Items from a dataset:
PR #15, opened 2020-10-07
First NPM Release

FlorianRappl:
This brings the `assemble` subcommand for `openmrs`. Essentially, this command makes it possible to "assemble" an importmap given a configuration, such as 

```json
{
  "microfrontends": {
    "@openmrs/esm-primary-nav": "^1.0.0"
  }
}
```

or using a survey, shown below

1a8f224c-78ff-460c-8a46-580b584dd061

**Note**: The list of microfrontends in the survey is right now computed via all packages having the `openmrs` keyword and being suffixed with `-app`. We thus need to update the existing microfrontends to appear there (we should anyway, to improve their `dependencies` and `devDependencies` etc. declarations).

**Important**: This is not the end of the work on esm-core / app shell / openmrs CLI tool, but rather just a good point to have a first release to allow everyone to continue working and then improve / refine later on.

**Also**: I've updated the CI/CD pipeline. The NPM packages should (hopefully?) be published when we add a tag. So once this is in `master` we just tag the "3.0.1" release and we are good. Everything should run / be published automatically.


brandones (approved):

brandones:
Whoops, sorry, accidental approve—I've only read that last commit, not the whole thing. Let me take a proper look.

packages/openmrs/src/commands/start.ts
```diff
@@ -0,0 +1,7 @@
+/* eslint-disable no-console */
+
+export interface StartArgs {
+  port: number;
+}
+
+export function runStart(args: StartArgs) {}
```
brandones, line 7: Is this file a stub? Should it print a message saying so?

FlorianRappl: Its a stub. I'll add something useful in a future release!

brandones (approved):
Ok, looks good! Thanks Florian!

FlorianRappl:
I'll try to create a release now. Keep fingers crossed, hehe.

PR #16, opened 2020-10-15
Add support for passing configuration to extensions

brandones:
Resolves https://issues.openmrs.org/browse/MF-319

This is a pretty bloated PR. Sorry.

- Creates a hook that extensions can use to obtain configuration that is specific to them
- Adds support for extension IDs rather than just names, which will be needed for mounting multiple of the same extension into a slot
- Adds react-root-decorator to esm-core
- Centralizes React Context in a separate module to avoid circular dependencies between esm-extensions and esm-config

### DIFF
--- a/packages/esm-config/package.json
+++ b/packages/esm-config/package.json
@@ -41,6 +41,7 @@
     "single-spa": "4.x"
   },
   "devDependencies": {
+    "@openmrs/esm-core-context": "file:../esm-core-context",
     "@types/ramda": "^0.26.44",
     "@types/react": "^16.9.46",
     "@types/systemjs": "^6.1.0",
--- a/packages/esm-config/src/react-hook/use-extension-config.test.tsx
+++ b/packages/esm-config/src/react-hook/use-extension-config.test.tsx
@@ -1,0 +1,145 @@
+import React from "react";
+import { render, screen, cleanup, waitFor } from "@testing-library/react";
+import { ModuleNameContext, ExtensionContext } from "@openmrs/esm-core-context";
+import {
+  clearAll,
+  defineConfigSchema,
+  provide,
+} from "../module-config/module-config";
+import { useExtensionConfig, clearConfig } from "./use-extension-config";
+
+xdescribe(`useExtensionConfig`, () => {
+  afterEach(clearAll);
+  afterEach(cleanup);
+  afterEach(clearConfig);
+
+  it(`can return extension config as a react hook`, async () => {
+    defineConfigSchema("ext-module", {
+      thing: {
+        default: "The first thing",
+      },
+    });
+
+    render(
+      <React.Suspense fallback={<div>Suspense!</div>}>
+        <ModuleNameContext.Provider value="slot-module">
+          <ExtensionContext.Provider
+            value={{
+              extensionModuleName: "ext-module",
+              extensionSlotName: "fooSlot",
+              extensionId: "barExt#id1",
+            }}
+          >
+            <RenderConfig configKey="thing" />
+          </ExtensionContext.Provider>
+        </ModuleNameContext.Provider>
+      </React.Suspense>
+    );
+
+    await waitFor(() => {
+      expect(screen.getByText("The first thing")).toBeTruthy();
+    });
+  });
+
+  it(`can handle multiple extensions`, async () => {
+    defineConfigSchema("foo-module", {
+      thing: {
+        default: "foo thing",
+      },
+    });
+
+    defineConfigSchema("bar-module", {
+      thing: {
+        default: "bar thing",
+      },
+    });
+
+    render(
+      <React.Suspense fallback={<div>Suspense!</div>}>
+        <ModuleNameContext.Provider value="slot-module">
+          <ExtensionContext.Provider
+            value={{
+              extensionSlotName: "fooSlot",
+              extensionModuleName: "foo-module",
+              extensionId: "fooExt#id1",
+            }}
+          >
+            <RenderConfig configKey="thing" />
+          </ExtensionContext.Provider>
+          <ExtensionContext.Provider
+            value={{
+              extensionSlotName: "fooSlot",
+              extensionModuleName: "bar-module",
+              extensionId: "barExt",
+            }}
+          >
+            <RenderConfig configKey="thing" />
+          </ExtensionContext.Provider>
+        </ModuleNameContext.Provider>
+      </React.Suspense>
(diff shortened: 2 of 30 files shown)


packages/esm-config/package.json
```diff
@@ -41,6 +41,7 @@
     "single-spa": "4.x"
   },
   "devDependencies": {
+    "@openmrs/esm-core-context": "file:../esm-core-context",
```
FlorianRappl, line 44: Why not `^3.0.3` and run `lerna bootstrap`?

packages/esm-config/src/react-hook/use-extension-config.test.tsx
```diff
@@ -0,0 +1,145 @@
...
+import { render, screen, cleanup, waitFor } from "@testing-library/react";
+import { ModuleNameContext, ExtensionContext } from "@openmrs/esm-core-context";
+import {
+  clearAll,
+  defineConfigSchema,
+  provide,
+} from "../module-config/module-config";
+import { useExtensionConfig, clearConfig } from "./use-extension-config";
+
+xdescribe(`useExtensionConfig`, () => {
```
FlorianRappl, line 11: Is it `describe`?

packages/esm-extensions/package.json
```diff
@@ -41,6 +41,7 @@
   },
   "devDependencies": {
     "@openmrs/esm-config": "^3.0.3",
+    "@openmrs/esm-core-context": "file:../esm-core-context",
```
FlorianRappl, line 44: Same as above, just reference it via `^3.0.3`

packages/react-root-decorator/package.json
```diff
@@ -0,0 +1,45 @@
+{
+  "name": "@openmrs/react-root-decorator",
+  "version": "3.2.0",
```
FlorianRappl, line 3: How does this fit into the unified version scheme? I think we now need to go to independent versions?

Also the last published version is `3.3.1` - should we make this 3.3.2?

packages/react-root-decorator/package.json
```diff
@@ -0,0 +1,45 @@
...
+    "url": "https://github.com/openmrs/openmrs-react-root-decorator/issues"
+  },
+  "homepage": "https://github.com/openmrs/openmrs-react-root-decorator#readme",
+  "peerDependencies": {
+    "i18next": "*",
+    "react": ">=16.0.0",
+    "react-i18next": ">=9"
+  },
+  "devDependencies": {
+    "@openmrs/esm-core-context": "file:../esm-core-context"
```
FlorianRappl, line 43: Do we need this? Can't it be part of the same package?

I mean I'd love to reduce packages in some way. If `core-context` and the root decorator become just one package (maybe replace the root decorator by the core-context) I'd not start crying...

FlorianRappl (commented):
LGTM in general even though I am not 100% convinced on the ID of extensions. A name should be sufficient. The combination microfrontend name + extension name + registration index should be unique enough.

packages/esm-config/src/react-hook/use-extension-config.test.tsx
brandones: Whoops! Need to re-enable that, thanks!

packages/react-root-decorator/package.json
brandones: Yeah I'm not really sure what to do about this, what would you advise?

packages/react-root-decorator/package.json
brandones: Ooh yeah, those two definitely can be combined. Let's see.

FlorianRappl: Yeah its a pain. If we merge core-context and the root decorator we could merge it into core-context and avoid "touching" root decorator at all. After all, we'd need to upgrade / change anyway in the microfrontends.

What are your thoughts?

(so essentially we rename root decorator to core context and extend it with the context functionality)

packages/react-root-decorator/package.json
FlorianRappl: Yeah its a pain. If we merge core-context and the root decorator we could merge it into core-context and avoid "touching" root decorator at all. After all, we'd need to upgrade / change anyway in the microfrontends.

What are your thoughts?

(so essentially we rename root decorator to core context and extend it with the context functionality)

brandones: Yeah, that makes sense to me. Should it just be `@openmrs/esm-context`?

FlorianRappl: I love that proposal. Yes, let's do it like that!

packages/esm-config/package.json
brandones: Nice, thanks, still getting the hang of Lerna...

brandones:
Thanks for the feedback! This is ready for re-review.

The rationale for extension IDs is in the [RFC](https://github.com/openmrs/openmrs-rfc-frontend/pull/27/files#diff-3459e36c346a78265afd01c37bf9463564c8d2eb0176d9630ce76edcf35ee350R31-R33):

> An **Extension ID** uniquely identifies an extension *within a specific extension slot*. By default, if an extension is only attached to an extension point once, the extension ID is the extension name.

The motivating example [in the slides](https://docs.google.com/presentation/d/1ParNFdehbBexycC_XzdvpPNXBCea-4GYwAuoPFtvYIY/edit#slide=id.g932ba70969_0_32) is a generic "dashboard" widget (now I guess we'd call it a "tab" or "page" of the patient chart) to which the implementer can attach widgets using the `add` config. Another example might be if we had a "line graph" widget, and an implementer wanted a tab of the patient chart to have two separate graphs of two different things. See the RefApp Patient Summary Widgets for an example of what this looks like in RefApp 2.0.

FlorianRappl:
Sure I understand the rationale - thanks for citing the RFC for this @brandones . However, as I pointed out the given combination is already unique and provides less room for error on the implementers side (which in the given case needs to specify not only the extension slot, but also the extension ID).

My suggestion on the matter would be: Leave the extension ID *optional*. If not explicitly stated we'll use the combo module name + extension slot + specified extension index as ID. Our recommendation would be to use explicit IDs, but the implicit one is legit, too.

FlorianRappl (approved):
LGTM - thanks for the nice work 👍 !

(I'll leave it free to you to either have an optional extension ID or not)

brandones:
Thanks for the review!

PR #17, opened 2020-10-16
MF-363 Application should update live in response to temporary config changes

brandones:
https://issues.openmrs.org/browse/MF-363

update

### DIFF
--- a/packages/esm-config/src/react-hook/use-extension-config.tsx
+++ b/packages/esm-config/src/react-hook/use-extension-config.tsx
@@ -1,4 +1,4 @@
-import React, { useContext, useEffect, useState } from "react";
+import { useContext, useEffect } from "react";
 import {
   ExtensionContext,
   ModuleNameContext as SlotModuleNameContext,
--- a/packages/esm-config/src/react-hook/use-extension-config.tsx
+++ b/packages/esm-config/src/react-hook/use-extension-config.tsx
@@ -1,11 +1,15 @@
-import React, { useContext } from "react";
+import React, { useContext, useEffect, useState } from "react";
 import {
   ExtensionContext,
   ModuleNameContext as SlotModuleNameContext,
 } from "@openmrs/esm-context";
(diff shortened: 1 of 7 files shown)


jonathandick:
Very cool!

denniskigen:
Very cool indeed @brandones. Might I suggest using `screen.findByText` instead of `waitFor` for your text based matchers per this [advice](https://kentcdodds.com/blog/common-mistakes-with-react-testing-library#using-waitfor-to-wait-for-elements-that-can-be-queried-with-find)?

FlorianRappl:
Unfortunately, the last release did not work so well.

image

I only see a tag created (well, that's sufficient to create the release, even though not really pleasant as GitHub still shows last released version 3.0.3).

The other thing is that the `publishConfig` was forgotten in the `esm-context`. I fear that I missed that one in the review. See https://github.com/openmrs/openmrs-esm-core/blob/master/packages/esm-app-shell/package.json#L53 for an example how to configure it.

packages/esm-config/src/react-hook/use-extension-config.tsx
```diff
@@ -21,32 +25,41 @@ export function useExtensionConfig() {
...
+    });
+    return () => sub.unsubscribe();
+  }, [slotModuleName]);
+
+  if (error) {
+    // Suspense will just keep calling useConfig if the thrown promise rejects.
+    // So we check ahead of time and avoid creating a new promise.
+    throw error;
+  }
+  const uniqueExtensionLookupId = extensionSlotName + "-" + extensionId;
```
FlorianRappl, line 58: For such constructs I'd prefer a template string.

FlorianRappl (approved):

brandones:
@FlorianRappl Oops, I did the release using `lerna publish` instead of by creating the GitHub tag. My bad. And yes, I'll fix the esm-context package.json, good catch there.

denniskigen (approved):
LGTM, thanks @brandones!

PR #19, opened 2020-10-23
Add devtools and implementer-tools to esm-core

brandones:


packages/esm-app-shell/package.json
```diff
@@ -49,7 +51,8 @@
     "systemjs": "^6.3.3"
   },
   "devDependencies": {
-    "@types/systemjs": "^6.1.0"
+    "@types/systemjs": "^6.1.0",
+    "css-modules-typescript-loader": "^4.0.1"
```
FlorianRappl, line 55: Don't we need this to compile?

Keep in mind that for the app shell package we need to be able to resolve all dependencies necessary for building. The app shell is only used as a dependency in `openmrs` and here we have to be able to build.

Alternative is that `css-modules-typescript-loader` goes into the package.json of the monorepo itself and the `openmrs` package.

packages/esm-app-shell/src/assets/importmap.json
```diff
@@ -5,9 +5,7 @@
     "@openmrs/esm-home-app": "https://spa-modules.nyc3.digitaloceanspaces.com/@openmrs/esm-home-app/fd1737e3d6ecd8f9b8e4a684e468db73e8ec1d17/openmrs-esm-home.js",
     "@openmrs/esm-primary-navigation-app": "https://spa-modules.nyc3.digitaloceanspaces.com/@openmrs/esm-primary-navigation-app/12a1fffb9910809dd8facb946e43eefb3eb7459a/openmrs-esm-primary-navigation.js",
     "@openmrs/esm-login-app": "https://spa-modules.nyc3.digitaloceanspaces.com/@openmrs/esm-login-app/ba86336f68ddc4fa364534b605a4184fea5ac1eb/openmrs-esm-login.js",
-    "@openmrs/esm-devtools-app": "https://spa-modules.nyc3.digitaloceanspaces.com/@openmrs/esm-devtools-app/75bc1045345193218fccb1058e061d24b6baa98b/openmrs-esm-devtools.js",
```
FlorianRappl, line 8: I'd keep them lazy loaded / opt-in.

packages/esm-app-shell/src/dependencies.ts
```diff
@@ -6,14 +6,20 @@ export const sharedDependencies = {
...
+  "@openmrs/esm-error-handling": () => require("@openmrs/esm-error-handling"),
   "@openmrs/esm-extensions": () => require("@openmrs/esm-extensions"),
   "@openmrs/esm-extension-manager": () => require("@openmrs/esm-extensions"),
   "@openmrs/esm-styleguide": () => require("@openmrs/esm-styleguide"),
   "carbon-components": () => require("carbon-components"),
   "carbon-icons": () => require("carbon-icons"),
   rxjs: () => require("rxjs"),
 };
+
+export const coreApps = {
```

Assignment:
Look at the records above. Copy every line where the string "files" occurs.

Solution to the exercise:
(diff shortened: 2 of 30 files shown)
The rationale for extension IDs is in the [RFC](https://github.com/openmrs/openmrs-rfc-frontend/pull/27/files#diff-3459e36c346a78265afd01c37bf9463564c8d2eb0176d9630ce76edcf35ee350R31-R33):
(diff shortened: 1 of 7 files shown)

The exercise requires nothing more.